## CDN

- [Overview](#overview)
- [Requirements](#requirements)
- [Your First CDN Project](#your-first-cdn-project)
- [Directory Sharding](#directory-sharding)
- [Links](#links)

## Overview

## Requirements

- **[Node.js](https://www.nodejs.org/)** (supported versions: 6.9.2, 6.11.1, 8.9.4)

## Your first CDN project

### Install dependencies

### Install CDN

```bash
$ cd my-app
$ npm install @caruuto/cdn
```

### Add an entry point

You'll need an entry point for your project. We'll create a file called `index.js` and later we will start the application with `node index.js`. Add the following to the new file:

```js
/**
 *  index.js
 */
const app = require('@caruuto/cdn')
```

### Start the server

CDN can be started from the command line simply by issuing the following command:

```bash
$ node index.js
```

With the default configuration, our CDN server is available at http://localhost:8001. Visiting this URL will display a welcome message.

### Configuration

CDN requires a configuration file specific to the application environment. For example in the production environment it will look for a file named `config.production.json`.

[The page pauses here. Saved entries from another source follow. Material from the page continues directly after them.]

PR #710, opened 2021-12-14
List of goods (sort, reverse)

WorkAccCom:
[DEMO LINK](https://workacccom.github.io/react_list-of-goods/)

### DIFF
--- a/src/components/GoodsList/GoodsList.tsx
+++ b/src/components/GoodsList/GoodsList.tsx
@@ -1,0 +1,126 @@
+import React from 'react';
+import './GoodsList.scss';
+import '../../styles/button.scss';
+
+interface Props {
+  goods: string[],
+}
+
+interface State {
+  goods: string[],
+  sortBy: string,
+}
+
+export class GoodsList extends React.Component<Props> {
+  state = {
+    goods: [...this.props.goods],
+    sortBy: 'alphab',
+  };
+
+  reverse = () => (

When CDN was installed, a development configuration file was created for you in a `config` folder at your application root.

### Run CDN as a service

To run your CDN application in the background as a service, install Forever and Forever Service:

```bash
$ npm install forever forever-service -g

$ forever-service install -s index.js -e NODE_ENV=production cdn --start
```

> Note: the environment variable `NODE_ENV=production` must be set to the required configuration version matching the configuration files available in the `config` directory.

### Configuring an image source

Before you can serve assets or images you need to tell CDN where your files are located. Currently, CDN can serve your files from three types of source: [Amazon S3](https://docs.dadi.cloud/cdn/#amazon-s3), [a remote server](https://docs.dadi.cloud/cdn/#remote-server), and the [the local filesystem](https://docs.dadi.cloud/cdn/#local-filesystem). We'll start using the local filesystem, but see the [full documentation](https://docs.dadi.cloud/cdn/#defining-sources) for details on using the other source types.

The sample configuration file defines a local filesystem source. The `path` property is set to use an directory called `images` at the root of your application. CDN will look for your files at the location defined in this `path` property every time it handles a request.

#### Example

```json
{
  "server": {
    "host": "127.0.0.1",
    "port": 8001
  },
  "images": {
    "directory": {
      "enabled": true,
      "path": "./images"
    }
  }
}
```

We'll use the above configuration for an example. With image files in the `images` directory we can make a request for one to view it in the browser:

##### Images available

```bash
$ my-app/images  ls -la
total 9464
drwxr-xr-x  4 root  wheel      136 13 Mar 13:02 .
drwxr-xr-x  4 root  wheel      136 13 Mar 13:01 ..
-rw-r--r--  1 root  wheel     9396 13 Mar 13:02 92875.jpg
-rw-r--r--  1 root  wheel  4832710 13 Mar 13:02 92876.jpg
```

##### Browser request

http://127.0.0.1:8001/92875.jpg

## Links

- [CDN Documentation](https://docs.dadi.cloud/cdn)

## Directory Sharding

CDN uses 4-character subdirectory sharding (`directoryChunkSize: 4`) for all filesystem cache entries. This prevents performance degradation from large flat cache directories by distributing files across a nested hierarchy. For example, a cache key `1073ab6c…` is stored at `./cache/1073/ab6c/…`.

### Deployment Runbook: Enabling Directory Sharding

When deploying a version that enables `directoryChunkSize: 4` for the first time, the existing flat-directory cache **must be flushed** before restarting the service. Existing cache entries stored in the old flat layout will not be found after this change (due to path mismatch), so leaving them in place wastes disk space.

**Required steps:**

1. Stop the CDN service.
2. Delete the existing cache directory (or call the cache flush API endpoint):
   ```bash
   rm -rf ./cache
   ```
3. Deploy the new code (which includes `directoryChunkSize: 4` in the config).
4. Start the CDN service. The cache directory will be recreated automatically and new entries will use the sharded path layout.